- About this task:
Among the records that follow, set down only the lines from the one containing "PR #3323, opened 2023-04-24" to the one containing "gem 'htmlentities', '~>4.3', '>= 4.3.4'", both included, exactly.

Dataset records
= Beginning of Section =

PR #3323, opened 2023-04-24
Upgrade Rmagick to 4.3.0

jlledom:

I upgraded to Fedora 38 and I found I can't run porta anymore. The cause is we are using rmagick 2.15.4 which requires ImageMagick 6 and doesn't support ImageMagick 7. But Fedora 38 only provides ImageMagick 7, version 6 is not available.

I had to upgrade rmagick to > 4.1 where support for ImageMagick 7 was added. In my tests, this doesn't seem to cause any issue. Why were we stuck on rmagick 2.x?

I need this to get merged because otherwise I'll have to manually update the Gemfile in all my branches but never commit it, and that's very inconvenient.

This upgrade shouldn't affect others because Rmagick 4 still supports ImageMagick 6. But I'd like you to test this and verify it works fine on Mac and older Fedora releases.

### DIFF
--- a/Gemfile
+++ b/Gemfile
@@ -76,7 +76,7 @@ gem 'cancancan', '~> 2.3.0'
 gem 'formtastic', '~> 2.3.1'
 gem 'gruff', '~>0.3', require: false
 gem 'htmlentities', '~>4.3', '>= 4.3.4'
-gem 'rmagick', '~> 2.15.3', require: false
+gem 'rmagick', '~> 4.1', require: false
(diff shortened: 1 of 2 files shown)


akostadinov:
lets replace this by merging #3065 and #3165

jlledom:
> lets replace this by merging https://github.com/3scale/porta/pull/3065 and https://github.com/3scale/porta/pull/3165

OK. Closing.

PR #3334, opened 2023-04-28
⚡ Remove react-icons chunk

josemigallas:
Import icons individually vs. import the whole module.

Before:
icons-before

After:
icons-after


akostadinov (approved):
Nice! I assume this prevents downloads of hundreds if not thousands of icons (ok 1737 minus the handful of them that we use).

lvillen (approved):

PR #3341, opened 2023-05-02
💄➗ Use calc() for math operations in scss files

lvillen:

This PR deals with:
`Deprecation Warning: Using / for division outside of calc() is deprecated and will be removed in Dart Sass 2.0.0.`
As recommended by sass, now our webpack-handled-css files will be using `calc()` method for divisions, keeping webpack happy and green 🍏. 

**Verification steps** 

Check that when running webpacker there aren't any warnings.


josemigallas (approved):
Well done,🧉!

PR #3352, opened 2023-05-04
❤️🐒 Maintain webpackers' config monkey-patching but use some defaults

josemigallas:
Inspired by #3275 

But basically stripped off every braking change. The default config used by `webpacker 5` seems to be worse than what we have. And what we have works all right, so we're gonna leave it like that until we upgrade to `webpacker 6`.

= End of Section =
= Beginning of Section =

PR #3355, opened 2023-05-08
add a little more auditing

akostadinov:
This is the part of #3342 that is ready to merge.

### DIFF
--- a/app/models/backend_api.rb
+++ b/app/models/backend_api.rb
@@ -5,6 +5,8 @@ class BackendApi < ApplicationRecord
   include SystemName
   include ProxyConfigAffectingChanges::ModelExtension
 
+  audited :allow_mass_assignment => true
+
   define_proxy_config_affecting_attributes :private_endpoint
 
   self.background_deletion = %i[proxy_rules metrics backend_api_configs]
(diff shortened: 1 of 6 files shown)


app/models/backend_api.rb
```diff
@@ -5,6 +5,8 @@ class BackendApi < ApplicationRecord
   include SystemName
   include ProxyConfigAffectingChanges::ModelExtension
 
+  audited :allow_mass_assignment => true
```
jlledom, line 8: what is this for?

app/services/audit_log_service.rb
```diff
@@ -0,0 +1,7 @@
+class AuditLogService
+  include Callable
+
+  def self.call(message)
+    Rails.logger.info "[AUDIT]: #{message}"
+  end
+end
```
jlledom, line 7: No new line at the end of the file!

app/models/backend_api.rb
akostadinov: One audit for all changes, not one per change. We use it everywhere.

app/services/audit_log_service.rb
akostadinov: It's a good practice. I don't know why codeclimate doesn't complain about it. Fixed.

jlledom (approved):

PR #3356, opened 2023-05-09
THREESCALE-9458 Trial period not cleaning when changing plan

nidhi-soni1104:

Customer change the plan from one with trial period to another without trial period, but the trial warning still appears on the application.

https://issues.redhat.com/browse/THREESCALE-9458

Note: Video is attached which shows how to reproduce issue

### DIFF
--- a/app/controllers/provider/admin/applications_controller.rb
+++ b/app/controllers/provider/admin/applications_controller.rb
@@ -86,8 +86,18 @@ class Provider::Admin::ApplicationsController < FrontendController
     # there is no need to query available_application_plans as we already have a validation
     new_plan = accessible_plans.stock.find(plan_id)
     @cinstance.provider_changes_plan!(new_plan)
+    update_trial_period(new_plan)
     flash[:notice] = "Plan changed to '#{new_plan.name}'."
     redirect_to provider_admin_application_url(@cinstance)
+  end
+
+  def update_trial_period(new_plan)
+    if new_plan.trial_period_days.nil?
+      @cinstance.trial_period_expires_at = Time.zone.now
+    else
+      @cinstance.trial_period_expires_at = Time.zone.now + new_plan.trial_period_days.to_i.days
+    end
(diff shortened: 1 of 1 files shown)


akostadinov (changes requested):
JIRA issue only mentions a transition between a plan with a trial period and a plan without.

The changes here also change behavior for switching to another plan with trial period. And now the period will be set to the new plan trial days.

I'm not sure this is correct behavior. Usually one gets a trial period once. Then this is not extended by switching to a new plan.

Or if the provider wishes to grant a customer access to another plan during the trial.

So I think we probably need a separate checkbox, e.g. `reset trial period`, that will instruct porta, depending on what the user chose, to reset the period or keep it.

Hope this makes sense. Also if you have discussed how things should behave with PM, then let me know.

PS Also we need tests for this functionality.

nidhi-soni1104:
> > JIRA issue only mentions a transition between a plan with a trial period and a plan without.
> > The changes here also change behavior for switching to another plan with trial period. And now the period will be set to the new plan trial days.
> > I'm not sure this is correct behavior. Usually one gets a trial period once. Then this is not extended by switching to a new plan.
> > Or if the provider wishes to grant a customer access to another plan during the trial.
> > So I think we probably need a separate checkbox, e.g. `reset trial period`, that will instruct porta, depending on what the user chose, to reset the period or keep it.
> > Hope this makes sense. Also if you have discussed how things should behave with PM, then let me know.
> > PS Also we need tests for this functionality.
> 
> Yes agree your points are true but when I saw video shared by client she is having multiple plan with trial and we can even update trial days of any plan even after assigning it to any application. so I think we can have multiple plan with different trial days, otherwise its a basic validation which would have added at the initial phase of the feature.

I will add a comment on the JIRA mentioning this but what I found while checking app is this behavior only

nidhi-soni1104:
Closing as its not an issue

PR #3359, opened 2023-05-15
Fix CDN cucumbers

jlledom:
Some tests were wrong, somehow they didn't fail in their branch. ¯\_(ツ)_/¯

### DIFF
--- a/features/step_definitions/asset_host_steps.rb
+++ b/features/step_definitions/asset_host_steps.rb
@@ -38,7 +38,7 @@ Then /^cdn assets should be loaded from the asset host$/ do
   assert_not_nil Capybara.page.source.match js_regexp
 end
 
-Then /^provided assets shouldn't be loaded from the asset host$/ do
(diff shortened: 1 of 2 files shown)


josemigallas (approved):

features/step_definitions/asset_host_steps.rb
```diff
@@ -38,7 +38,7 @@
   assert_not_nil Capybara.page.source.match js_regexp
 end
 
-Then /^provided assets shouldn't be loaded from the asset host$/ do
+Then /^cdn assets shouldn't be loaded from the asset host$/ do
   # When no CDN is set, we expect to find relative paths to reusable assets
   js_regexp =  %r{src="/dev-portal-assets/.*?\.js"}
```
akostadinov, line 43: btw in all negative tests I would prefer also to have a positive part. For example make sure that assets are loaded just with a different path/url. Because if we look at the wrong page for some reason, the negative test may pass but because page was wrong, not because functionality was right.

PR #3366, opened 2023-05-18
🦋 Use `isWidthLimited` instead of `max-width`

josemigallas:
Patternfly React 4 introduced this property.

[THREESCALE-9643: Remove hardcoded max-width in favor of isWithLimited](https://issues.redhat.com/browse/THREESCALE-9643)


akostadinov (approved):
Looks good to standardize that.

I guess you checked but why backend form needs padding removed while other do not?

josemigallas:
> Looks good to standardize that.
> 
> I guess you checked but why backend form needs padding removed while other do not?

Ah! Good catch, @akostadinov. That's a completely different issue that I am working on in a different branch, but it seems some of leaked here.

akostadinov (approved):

= End of Section =

- Solution to this problem:
PR #3323, opened 2023-04-24
Upgrade Rmagick to 4.3.0

jlledom:

I upgraded to Fedora 38 and I found I can't run porta anymore. The cause is we are using rmagick 2.15.4 which requires ImageMagick 6 and doesn't support ImageMagick 7. But Fedora 38 only provides ImageMagick 7, version 6 is not available.

I had to upgrade rmagick to > 4.1 where support for ImageMagick 7 was added. In my tests, this doesn't seem to cause any issue. Why were we stuck on rmagick 2.x?

I need this to get merged because otherwise I'll have to manually update the Gemfile in all my branches but never commit it, and that's very inconvenient.

This upgrade shouldn't affect others because Rmagick 4 still supports ImageMagick 6. But I'd like you to test this and verify it works fine on Mac and older Fedora releases.

### DIFF
--- a/Gemfile
+++ b/Gemfile
@@ -76,7 +76,7 @@ gem 'cancancan', '~> 2.3.0'
 gem 'formtastic', '~> 2.3.1'
 gem 'gruff', '~>0.3', require: false
 gem 'htmlentities', '~>4.3', '>= 4.3.4'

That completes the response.